BEGIN AVAILABLE DATA

PR #5400, opened 2024-01-25
Ensure invalid tasks don't prevent new post notifications [MAILPOET-5853]

johnolek:
## Description

If a sending task associated with a post notification ever gets into an `invalid` status, it will prevent new post notifications from being scheduled if the associated newsletter is not marked as sent.

I'm not sure if this is a good approach or not, but I thought it would at least be worth considering.

## Code review notes

_N/A_

## QA notes

Make sure sending works (post notifications).

## Linked PRs

_N/A_

## Linked tickets

_N/A_

## After-merge notes

_N/A_

## Tasks

### DIFF
--- a/mailpoet/lib/Newsletter/Scheduler/PostNotificationScheduler.php
+++ b/mailpoet/lib/Newsletter/Scheduler/PostNotificationScheduler.php
@@ -111,7 +111,7 @@ class PostNotificationScheduler {
   }
 
   public function createPostNotificationSendingTask(NewsletterEntity $newsletter): ?ScheduledTaskEntity {
-    $notificationHistory = $this->newslettersRepository->findSendingNotificationHistoryWithoutPausedTask($newsletter);
+    $notificationHistory = $this->newslettersRepository->findSendingNotificationHistoryWithoutPausedOrInvalidTask($newsletter);
     if (count($notificationHistory) > 0) {
       return null;
     }
--- a/mailpoet/lib/Newsletter/NewslettersRepository.php
+++ b/mailpoet/lib/Newsletter/NewslettersRepository.php
@@ -520,7 +520,7 @@ class NewslettersRepository extends Repository {
   /**
    * @return NewsletterEntity[]
    */
-  public function findSendingNotificationHistoryWithoutPausedTask(NewsletterEntity $newsletter): array {
+  public function findSendingNotificationHistoryWithoutPausedOrInvalidTask(NewsletterEntity $newsletter): array {
     return $this->entityManager->createQueryBuilder()
       ->select('n')
       ->from(NewsletterEntity::class, 'n')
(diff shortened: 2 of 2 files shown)


mailpoet/lib/Newsletter/Scheduler/PostNotificationScheduler.php
```diff
@@ -111,7 +111,7 @@ public function schedulePostNotification($postId) {
   }
 
   public function createPostNotificationSendingTask(NewsletterEntity $newsletter): ?ScheduledTaskEntity {
-    $notificationHistory = $this->newslettersRepository->findSendingNotificationHistoryWithoutPausedTask($newsletter);
+    $notificationHistory = $this->newslettersRepository->findSendingNotificationHistoryWithoutPausedOrInvalidTask($newsletter);
```
JanJakes, line 114: I'm trying to understand what was originally happening here. There is `count($notificationHistory) > 0` just below, but that would mean that if there are, for instance, any history records that are `completed`, it would never schedule anything again?

Or does this code mean something else?

johnolek: The main thing is that it's looking just for notification histories that have a status of `sending`. The point seems to be that we don't want to have multiple post notification histories being sent at the same time for the same parent post notification.

Since we're running into an issue where the sending queue never gets a chance to update that status from `sending` to `sent`, this code is now preventing new sending tasks from being created because there's the post notification history that's supposedly `sending` but the task is `invalid`, and currently only `paused` tasks are allowed.

The way I tested this locally was to update [this conditional](https://github.com/mailpoet/mailpoet/blob/c12a075b33c45dae8e0e5bba058c282e7569ce3a/mailpoet/lib/Cron/Workers/SendingQueue/SendingQueue.php#L230-L230) to be `true`, which ended up causing that doctrine entity by the way:

```
MailPoet.ERROR: Multiple non-persisted new entities were found through the given association graph:   * A new entity was found through the relationship 'MailPoet\Entities\ScheduledTaskEntity#sendingQueue' that was not configured to cascade persist operations for entity: MailPoet\Entities\SendingQueueEntity@5089. To solve this issue: Either explicitly call EntityManager#persist() on this unknown entity or configure cascade persist this association in the mapping for example @ManyToOne(..,cascade={"persist"}). If you cannot find out which entity causes the problem implement 'MailPoet\Entities\SendingQueueEntity#__toString()' to get a clue.  * A new entity was found through the relationship 'MailPoet\Entities\NewsletterEntity#newsletterSegments' that was not configured to cascade persist operations for entity: MailPoet\Entities\NewsletterSegmentEntity@7446. To solve this issue: Either explicitly call EntityManager#persist() on this unknown entity or configure cascade persist this association in the mapping for example @ManyToOne(..,cascade={"persist"}). If you cannot find out which entity causes the problem implement 'MailPoet\Entities\NewsletterSegmentEntity#__toString()' to get a clue. {"error":"[object] (MailPoetVendor\\Doctrine\\ORM\
```

After this error, it was this code that was preventing new post notification histories from getting created after publishing a new post.

I hope that all makes sense, and it's very probable that there's a better fix.

JanJakes: @johnolek

> The main thing is that it's looking just for notification histories that have a status of sending.

This. I missed that. Thanks for the explanation. I think we should merge this fix, and then consider if we should do something more robust.

We're sort of between two directions here:

1.  Really select only tasks that are running (in that case, we could check for that state rather than excluding all other states).
2. Do not exclude any state (or maybe just `paused`), and then the cron run must make sure all is fine and consistent. What I mean by that is that, having a newsletter history record with status `sending`, but the related task being in `invalid` state, is probably not a great state to leave things for good.

I think maybe the original idea was something like 2. — until the notification history record is completed, it should be queued and somehow completed by the cron.

JanJakes (approved):

Aschepikov (approved):
GJ!

PR #5401, opened 2024-01-26
Mailpoet 5796 inline notices

brezocordero:
## Description

This PR adds the sender domain notices to Automations.
These notices are only warnings as we don't block sending for Automations.

## Code review notes

_N/A_

## QA notes

To test:

Site needs to be connected to the shop with a valid key
Edit an automation that has a couple of email steps
Click on the email step
Check that you see the notices under the from email as the screenshot in the ticket
Authenticate a domain, check the notice disappears
Click on another email step
Check that if you add the same domain that you authenticated in the other step, you don't see the notice.

You can also check that the sender notices in Settings or inside of a newsletter/post notification have not changed.

## Linked PRs

_N/A_

## Linked tickets

[MAILPOET-5843]

## After-merge notes

_N/A_

## Tasks

[MAILPOET-5843]: https://mailpoet.atlassian.net/browse/MAILPOET-5843?atlOrigin=eyJpIjoiNWRkNTljNzYxNjVmNDY3MDlhMDU5Y2ZhYzA5YTRkZjUiLCJwIjoiZ2l0aHViLWNvbS1KU1cifQ

### DIFF
--- a/mailpoet/assets/js/src/automation/integrations/mailpoet/steps/send-email/edit/email-panel.tsx
+++ b/mailpoet/assets/js/src/automation/integrations/mailpoet/steps/send-email/edit/email-panel.tsx
@@ -2,7 +2,9 @@ import { ComponentProps } from 'react';
 import { PanelBody, TextareaControl, TextControl } from '@wordpress/components';
 import { dispatch, useSelect } from '@wordpress/data';
 import { __ } from '@wordpress/i18n';
+import { isEmail } from 'common/functions';
 import { ShortcodeHelpText } from './shortcode-help-text';
+import { SenderDomainNotice } from './sender-domain-notice';
 import { PlainBodyTitle } from '../../../../../editor/components';
 import { storeName } from '../../../../../editor/store';
 import { StepName } from '../../../../../editor/components/panel/step-name';
@@ -95,6 +97,12 @@ export function EmailPanel(): JSX.Element {
           )
         }
       />
+      {window.mailpoet_mss_active &&
+        isEmail((selectedStep.args.sender_address as string) ?? '') && (
+          <SenderDomainNotice
+            email={(selectedStep.args.sender_address as string) ?? ''}
+          />
+        )}
       <SingleLineTextareaControl
         className={
           subjectErrorMessage ? 'mailpoet-automation-field__error' : ''
--- a/mailpoet/assets/js/src/automation/integrations/mailpoet/steps/send-email/edit/sender-domain-notice.tsx
+++ b/mailpoet/assets/js/src/automation/integrations/mailpoet/steps/send-email/edit/sender-domain-notice.tsx
@@ -1,0 +1,87 @@
+import { useState, useMemo, useEffect } from 'react';
+import { dispatch } from '@wordpress/data';
+import { extractEmailDomain } from 'common/functions';
+import { SenderEmailAddressWarning } from '../../../../../../common/sender-email-address-warning';
+import { MailPoet } from '../../../../../../mailpoet';
+import { getContext } from '../../../context';
+import { storeName } from '../../../../../editor/store';
+
+type SenderDomainInlineNoticeProps = {
+  email: string;
+};
+
+/**
+ * SenderDomainStatusNotice is a wrapper for SenderEmailAddressWarning to use with Automations.
+ * It populates the props (mostly) with data from the context, instead of the Window object.
+ * It still uses the window object for values that are present in all MailPoet pages
+ * like mailpoet_mss_active or subscribers_count further down the tree.
+ *
+ * It updates the context when the user authorizes the email or domain
+ * so that other email steps in the automation have an updated configuration.
+ *
+ * @param email - FROM address email
+ * @returns JSX.Element
+ */
+function SenderDomainStatusNotice({
+  email,
+}: SenderDomainInlineNoticeProps): JSX.Element {
+  const [senderDomainsConfig, setSendersDomainConfig] = useState(
+    getContext().senderDomainsConfig,
+  );
+
+  const domain = extractEmailDomain(email);
+  const isPartiallyVerifiedDomain =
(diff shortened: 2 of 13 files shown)


mailpoet/assets/js/src/automation/integrations/mailpoet/steps/send-email/edit/sender-domain-notice.tsx
```diff
@@ -0,0 +1,87 @@
...
+    senderDomainsConfig.authorizedEmails.includes(email) ||
+    senderDomainsConfig.verifiedSenderDomains.includes(domain);
+  const showSenderDomainWarning =
+    !senderDomainsConfig.verifiedSenderDomains.includes(domain);
+
+  useEffect(() => {
+    dispatch(storeName).alterContext('mailpoet', 'senderDomainsConfig', {
+      ...senderDomainsConfig,
+    });
+  }, [senderDomainsConfig]);
```
JanJakes: I noticed this component has a state that takes defaults from the context, and on change, it syncs them back to the context. Is it then necessary to have the state? Maybe a `useSelect()` on the context would work to read the value and the `dispatch` to update it? It seems like the state might be just a "copy".

brezocordero: Thanks for the early feedback @JanJakes I really appreciate it.
I will follow your suggestion.

brezocordero: Done in https://github.com/mailpoet/mailpoet/pull/5401/commits/52ca5a21194e500f80117e660bd61dcdff071303

mailpoet/assets/js/src/automation/integrations/mailpoet/steps/send-email/edit/email-panel.tsx
```diff
@@ -95,6 +97,12 @@ export function EmailPanel(): JSX.Element {
           )
         }
       />
+      {window.mailpoet_mss_active &&
```
websupporter, line 100: Not a blocker, but why is this information in `window` and not in the context?

mailpoet/assets/js/src/automation/integrations/mailpoet/steps/send-email/edit/sender-domain-notice.tsx
```diff
@@ -0,0 +1,87 @@
...
+ * It updates the context when the user authorizes the email or domain
+ * so that other email steps in the automation have an updated configuration.
+ *
+ * @param email - FROM address email
+ * @returns JSX.Element
+ */
+function SenderDomainStatusNotice({
+  email,
+}: SenderDomainInlineNoticeProps): JSX.Element {
+  const [senderDomainsConfig, setSendersDomainConfig] = useState(
```
websupporter: I get a blank screen with an API key from the creator plan. As far as I understand, that is because senderDomainsConfig can be `null` when the key is not able to send via MSS or another sending method is used. I pushed dc8ec6f47 to account for that configuration.

mailpoet/lib/Services/AuthorizedSenderDomainController.php
```diff
@@ -311,4 +311,25 @@ public function isAuthorizedDomainRequiredForNewCampaigns(): bool {
...
   }
+
+  public function getContextData(): array {
+    return [
+      'verifiedSenderDomains' => $this->getFullyVerifiedSenderDomains(true),
+      'partiallyVerifiedSenderDomains' => $this->getPartiallyVerifiedSenderDomains(true),
+      'allSenderDomains' => $this->getAllSenderDomains(),
+      'senderRestrictions' => [
+        'lowerLimit' => self::LOWER_LIMIT,
+        'upperLimit' => self::UPPER_LIMIT,
```
websupporter, line 322: `upperLimit` seems not to be part of the TSX definition and not used anywhere. I wonder what this value is good for.

websupporter (approved):
I found one error, which I fixed in dc8ec6f476238594fff3711087dfe90c3333061b. And I have two questions, but I think this can move forward to QA, as to me it seems this is nothing major and we want to release this change with the next release. @brezocordero can you check if my fix is correct?

mailpoet/assets/js/src/automation/integrations/mailpoet/steps/send-email/edit/email-panel.tsx
brezocordero: It is always loaded in the window object in every page. Coming from [PageRenderer](https://github.com/mailpoet/mailpoet/blob/5cd7dad6268f0735082ee856b368dfe5e4afe615/mailpoet/lib/AdminPages/PageRenderer.php#L183).

mailpoet/assets/js/src/automation/integrations/mailpoet/steps/send-email/edit/sender-domain-notice.tsx
brezocordero: Thanks for the fix

mailpoet/lib/Services/AuthorizedSenderDomainController.php
brezocordero: It is a leftover from a first iteration. I have added it to the cleanup ticket.

brezocordero:
> can you check if my fix is correct?

It works thanks. I didn't know you could activate MSS with a creator key. Maybe a different issue.

Aschepikov:
Hi @brezocordero  I don't see the notice for the branded domain with no auth, in the settings I see it but in the automations no, can you take a look pls 
image

brezocordero:
> I don't see the notice for the branded domain with no auth, in the settings I see it but in the automations no, can you take a look pls

I can see it locally @Aschepikov . Is your key valid and for a plan with MSS?

Aschepikov:
Looks like a cache issue

Aschepikov (approved):
GJ!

END AVAILABLE DATA

▶ **AIM OF THE TASK**
Gather up every line in the data above that contains the word "being", copying each one.

▶ **RESPONSE TO THE EXERCISE**
If a sending task associated with a post notification ever gets into an `invalid` status, it will prevent new post notifications from being scheduled if the associated newsletter is not marked as sent.
johnolek: The main thing is that it's looking just for notification histories that have a status of `sending`. The point seems to be that we don't want to have multiple post notification histories being sent at the same time for the same parent post notification.
Since we're running into an issue where the sending queue never gets a chance to update that status from `sending` to `sent`, this code is now preventing new sending tasks from being created because there's the post notification history that's supposedly `sending` but the task is `invalid`, and currently only `paused` tasks are allowed.
2. Do not exclude any state (or maybe just `paused`), and then the cron run must make sure all is fine and consistent. What I mean by that is that, having a newsletter history record with status `sending`, but the related task being in `invalid` state, is probably not a great state to leave things for good.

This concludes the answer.